[[ EXTRACTED DATA open ]]
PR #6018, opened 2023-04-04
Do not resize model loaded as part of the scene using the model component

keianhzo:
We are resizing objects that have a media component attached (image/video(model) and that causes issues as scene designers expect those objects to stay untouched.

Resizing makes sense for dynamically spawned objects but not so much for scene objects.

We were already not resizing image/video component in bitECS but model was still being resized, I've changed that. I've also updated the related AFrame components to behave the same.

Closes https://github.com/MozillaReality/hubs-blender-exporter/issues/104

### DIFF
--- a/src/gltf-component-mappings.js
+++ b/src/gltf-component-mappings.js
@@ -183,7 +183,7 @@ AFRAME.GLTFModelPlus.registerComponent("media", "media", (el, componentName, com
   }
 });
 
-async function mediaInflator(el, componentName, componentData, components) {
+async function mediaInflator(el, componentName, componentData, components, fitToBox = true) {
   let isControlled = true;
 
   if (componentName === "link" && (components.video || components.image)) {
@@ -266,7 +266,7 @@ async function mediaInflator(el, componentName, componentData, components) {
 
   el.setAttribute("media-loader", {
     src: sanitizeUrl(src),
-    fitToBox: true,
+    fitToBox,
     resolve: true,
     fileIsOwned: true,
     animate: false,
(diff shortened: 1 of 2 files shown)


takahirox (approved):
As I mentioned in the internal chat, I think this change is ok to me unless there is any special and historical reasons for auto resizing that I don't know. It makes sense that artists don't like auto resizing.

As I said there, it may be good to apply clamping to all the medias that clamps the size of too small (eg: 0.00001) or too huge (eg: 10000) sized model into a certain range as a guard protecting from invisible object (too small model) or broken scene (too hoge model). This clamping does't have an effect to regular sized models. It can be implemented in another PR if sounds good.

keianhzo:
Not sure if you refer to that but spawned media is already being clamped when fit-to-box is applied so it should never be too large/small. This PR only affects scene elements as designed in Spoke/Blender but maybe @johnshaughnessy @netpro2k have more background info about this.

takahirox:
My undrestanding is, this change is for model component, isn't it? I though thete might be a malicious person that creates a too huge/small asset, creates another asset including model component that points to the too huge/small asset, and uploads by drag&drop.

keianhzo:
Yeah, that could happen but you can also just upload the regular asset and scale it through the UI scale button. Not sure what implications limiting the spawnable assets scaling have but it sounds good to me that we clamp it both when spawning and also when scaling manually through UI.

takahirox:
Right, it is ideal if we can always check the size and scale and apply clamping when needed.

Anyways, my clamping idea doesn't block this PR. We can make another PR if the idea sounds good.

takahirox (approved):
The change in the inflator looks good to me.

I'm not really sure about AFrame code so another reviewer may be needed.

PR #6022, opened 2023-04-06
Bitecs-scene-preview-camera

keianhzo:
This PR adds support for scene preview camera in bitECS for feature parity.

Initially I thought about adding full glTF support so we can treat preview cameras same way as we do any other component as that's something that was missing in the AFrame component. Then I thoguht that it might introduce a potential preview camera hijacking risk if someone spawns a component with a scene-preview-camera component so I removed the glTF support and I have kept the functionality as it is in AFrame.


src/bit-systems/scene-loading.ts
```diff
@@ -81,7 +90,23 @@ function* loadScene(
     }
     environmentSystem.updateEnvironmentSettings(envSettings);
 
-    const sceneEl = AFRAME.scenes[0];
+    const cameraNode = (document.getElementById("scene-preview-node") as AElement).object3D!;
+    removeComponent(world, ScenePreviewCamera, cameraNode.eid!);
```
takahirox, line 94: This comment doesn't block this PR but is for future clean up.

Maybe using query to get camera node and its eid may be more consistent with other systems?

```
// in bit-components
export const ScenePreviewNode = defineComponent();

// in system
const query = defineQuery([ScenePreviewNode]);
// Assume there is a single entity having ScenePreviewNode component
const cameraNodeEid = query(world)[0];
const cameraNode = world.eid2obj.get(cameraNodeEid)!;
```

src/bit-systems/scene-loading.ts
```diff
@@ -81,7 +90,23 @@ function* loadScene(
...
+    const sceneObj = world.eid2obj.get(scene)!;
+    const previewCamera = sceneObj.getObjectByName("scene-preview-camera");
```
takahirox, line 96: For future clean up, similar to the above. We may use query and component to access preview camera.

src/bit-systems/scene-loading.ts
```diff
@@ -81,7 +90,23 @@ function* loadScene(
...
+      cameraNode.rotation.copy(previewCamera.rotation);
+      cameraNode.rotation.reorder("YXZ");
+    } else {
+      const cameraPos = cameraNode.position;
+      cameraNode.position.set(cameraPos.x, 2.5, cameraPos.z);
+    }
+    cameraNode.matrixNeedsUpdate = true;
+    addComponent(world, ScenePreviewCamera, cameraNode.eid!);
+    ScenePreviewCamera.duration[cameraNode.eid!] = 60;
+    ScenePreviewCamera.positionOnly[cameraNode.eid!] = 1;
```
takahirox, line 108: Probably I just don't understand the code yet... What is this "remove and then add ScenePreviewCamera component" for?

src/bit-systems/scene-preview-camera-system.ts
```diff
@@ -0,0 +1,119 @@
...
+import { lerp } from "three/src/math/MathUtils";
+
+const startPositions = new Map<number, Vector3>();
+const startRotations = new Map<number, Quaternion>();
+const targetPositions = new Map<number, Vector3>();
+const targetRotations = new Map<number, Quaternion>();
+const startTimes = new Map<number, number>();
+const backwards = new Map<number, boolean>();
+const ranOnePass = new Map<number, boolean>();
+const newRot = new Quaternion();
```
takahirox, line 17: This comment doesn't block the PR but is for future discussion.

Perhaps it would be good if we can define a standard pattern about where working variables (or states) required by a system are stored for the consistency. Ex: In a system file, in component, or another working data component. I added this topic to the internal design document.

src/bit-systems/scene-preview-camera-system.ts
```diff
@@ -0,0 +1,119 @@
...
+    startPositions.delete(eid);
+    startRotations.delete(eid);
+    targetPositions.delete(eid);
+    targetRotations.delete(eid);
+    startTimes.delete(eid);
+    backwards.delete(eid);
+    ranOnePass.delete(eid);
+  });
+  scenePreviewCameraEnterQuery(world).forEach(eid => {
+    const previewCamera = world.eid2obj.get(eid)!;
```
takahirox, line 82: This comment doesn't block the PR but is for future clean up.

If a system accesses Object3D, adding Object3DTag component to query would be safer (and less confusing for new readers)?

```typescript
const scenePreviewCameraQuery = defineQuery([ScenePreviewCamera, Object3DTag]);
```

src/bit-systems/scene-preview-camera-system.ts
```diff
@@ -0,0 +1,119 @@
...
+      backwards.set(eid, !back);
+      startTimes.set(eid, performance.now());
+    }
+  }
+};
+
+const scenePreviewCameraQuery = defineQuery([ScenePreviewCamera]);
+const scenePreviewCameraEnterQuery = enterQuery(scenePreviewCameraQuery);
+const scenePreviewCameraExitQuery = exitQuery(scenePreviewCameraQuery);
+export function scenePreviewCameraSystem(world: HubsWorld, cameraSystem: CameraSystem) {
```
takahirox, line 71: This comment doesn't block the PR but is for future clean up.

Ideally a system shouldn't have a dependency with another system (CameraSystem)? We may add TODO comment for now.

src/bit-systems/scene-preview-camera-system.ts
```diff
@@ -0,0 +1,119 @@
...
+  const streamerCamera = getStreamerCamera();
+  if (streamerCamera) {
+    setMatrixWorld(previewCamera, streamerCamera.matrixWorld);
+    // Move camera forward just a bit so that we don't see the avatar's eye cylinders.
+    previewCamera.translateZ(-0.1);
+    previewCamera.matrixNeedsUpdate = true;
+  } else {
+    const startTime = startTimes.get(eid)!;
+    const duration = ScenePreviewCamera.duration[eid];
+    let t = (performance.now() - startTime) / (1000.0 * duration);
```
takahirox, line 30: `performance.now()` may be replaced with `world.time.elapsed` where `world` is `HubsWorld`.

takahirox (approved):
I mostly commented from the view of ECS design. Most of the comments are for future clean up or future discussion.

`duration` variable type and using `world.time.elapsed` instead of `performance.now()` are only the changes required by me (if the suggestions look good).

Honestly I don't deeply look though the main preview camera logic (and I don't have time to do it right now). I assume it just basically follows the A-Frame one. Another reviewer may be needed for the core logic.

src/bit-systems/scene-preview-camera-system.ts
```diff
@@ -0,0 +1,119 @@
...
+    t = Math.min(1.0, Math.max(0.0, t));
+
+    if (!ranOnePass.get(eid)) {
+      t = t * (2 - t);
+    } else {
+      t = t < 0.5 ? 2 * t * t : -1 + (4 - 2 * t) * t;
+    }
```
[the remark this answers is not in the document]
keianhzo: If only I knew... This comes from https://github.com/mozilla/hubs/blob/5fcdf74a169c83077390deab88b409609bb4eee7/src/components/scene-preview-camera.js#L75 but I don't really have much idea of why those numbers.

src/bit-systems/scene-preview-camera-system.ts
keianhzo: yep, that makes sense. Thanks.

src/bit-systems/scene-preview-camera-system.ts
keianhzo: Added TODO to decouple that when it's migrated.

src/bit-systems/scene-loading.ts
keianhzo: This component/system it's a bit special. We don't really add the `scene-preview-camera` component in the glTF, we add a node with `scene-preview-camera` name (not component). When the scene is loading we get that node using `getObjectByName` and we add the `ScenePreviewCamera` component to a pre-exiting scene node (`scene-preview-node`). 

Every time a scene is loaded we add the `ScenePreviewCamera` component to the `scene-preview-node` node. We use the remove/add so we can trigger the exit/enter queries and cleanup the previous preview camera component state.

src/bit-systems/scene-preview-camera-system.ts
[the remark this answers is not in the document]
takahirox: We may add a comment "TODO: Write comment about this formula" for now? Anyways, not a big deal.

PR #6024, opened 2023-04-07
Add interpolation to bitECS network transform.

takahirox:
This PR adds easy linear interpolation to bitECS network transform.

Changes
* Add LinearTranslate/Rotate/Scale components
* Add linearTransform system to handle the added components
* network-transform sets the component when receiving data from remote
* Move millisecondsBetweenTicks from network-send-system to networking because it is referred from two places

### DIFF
[[ EXTRACTED DATA closed ]]
AIM OF THE EXERCISE:
Only the lines holding "delete" are wanted, so copy each of them from the material.

ANSWER BELOW:
+    startPositions.delete(eid);
+    startRotations.delete(eid);
+    targetPositions.delete(eid);
+    targetRotations.delete(eid);
+    startTimes.delete(eid);
+    backwards.delete(eid);
+    ranOnePass.delete(eid);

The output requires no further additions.